He had never bit or shown any aggression.
He was kept in conditions that would make you cry. He had skin problems and looked in a bad way under their care.
Numerous court hearings to know avail.
You can read all about him on face book Save Lennox.

Lennox was sadly murdered to day by Belfast City council.
Thousands of people all over the world have tried to save you Lennox and tears are flowing.
We are so so sorry we could not save you.
May you R.I.P and have lots of fun and love at Rainbow Bridge.

We will never forget you Lennox xxxxxxxxxxxxxxxx

As for Belfast City Council and the Dog Warden who lied about you may you Burn in Hell. I believe in Karma and I hope it comes to you in an agonising slow way.


----------



## Tigerneko

Yep, we've all been following it from the beginning, it's all over Dog Chat at the moment. 

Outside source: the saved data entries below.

PR #34, opened 2019-11-21
Pull request for Italian l18n

e-magon:
I've improved the Italian translation, let me know if there are some problems.

Thank you


e-magon:
Ok I will, thank you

Such a shame he had to suffer on for so long. There has been wrongdoing on both sides, both within the court and from his owners.

Run Free Lennox, I hope you have found peace at last xx


----------



## Ang2

Devastating news! How can they get away with this?


----------



## cheekyscrip

shame on Belfast city council...shame on the dog warden...shame on court...my heart goes to poor dog's owners...


----------



## cazbah

So sad judge the dog not the breed, RIP Lennox free after 2 long years of incarceration, I doubt you would ever have been the same boy anyway but wished for a better outcome for you xxx


----------



## LouLatch

Tis so sad!! I wish people would open their minds and not judge bully looking breeds.
Some humans have alot to answer for!! 

END BSL!!!

R.I.P Lennox! xx


----------



## kateh8888

So sad. Run free Lennox. You are now safe from the hands of evil. x x


----------



## rose

How very upsetting and futile, poor dog - shame that no one could see sense and let him be rehomed on a sort of licence 2 years ago instead of locking him up and making him unsuitable to ever be homed. If he had to die, it would have kinder for it to happen at the start. RIP Lennox, I hope you have a better life where you have gone. Too many self righteous axxxholes in this world.


----------



## Dani2012

Drew it for him. Safe to say I've been crying. RIP Lennox, you beautiful boy. At last you are free from the hands of tyranny, and may you sleep well. xx


----------



## dorrit

This is just so wrong, this dog condemmed to death for doing nothing wrong.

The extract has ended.